I love RPGs, and played them at an early age, but I think they've warped my approach to life. Whenever I've accomplished something, I immediately start thinking about what's next, just like how you 'level up' in every RPG. When I play games, I have a burning need to 'level up' even though I know it makes no fucking difference to real life. My latest example was trying out Khan Academy, a site for online learning, and blowing through most of the math practice lessons, even though they were all very basic and hardly taught me anything, just because I'd get some meaningless 'badges.'
That is a promising technique though. It's called 'gamification,' and it's becoming trendy. The idea is to make tasks or goals have video-game like reward structures to motivate people to perform.
You'll see people spend hours upon hours on a game, just because you made a "top scores" leaderboard. Not criticizing those people, but it's just a facet of human nature. Games of course are new, and it's hard to anticipate the long term effects on people, especially when they pick it up at an early age.
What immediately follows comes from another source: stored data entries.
PR #726, opened 2026-08-15
fix(a11y): name the onboarding dialog from the step heading and expose role choice state

aryansk:
## Fix: onboarding dialog accessible name + role choice selected state

Closes #693

### Problem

Here's an article from the famous evolutionary biologist Geoffrey Miller, author of a couple books recommended by PUAs. According to him, videogames may explain why we haven't met any aliens.
Quote:Quote:
Basically, I think the aliens don’t blow themselves up; they just get addicted to computer games. They forget to send radio signals or colonize space because they’re too busy with runaway consumerism and virtual-reality narcissism. They don’t need Sentinels to enslave them in a Matrix; they do it to themselves, just as we are doing today. Once they turn inwards to chase their shiny pennies of pleasure, they lose the cosmic plot. They become like a self-stimulating rat, pressing a bar to deliver electricity to its brain’s ventral tegmental area, which stimulates its nucleus accumbens to release dopamine, which feels…ever so good.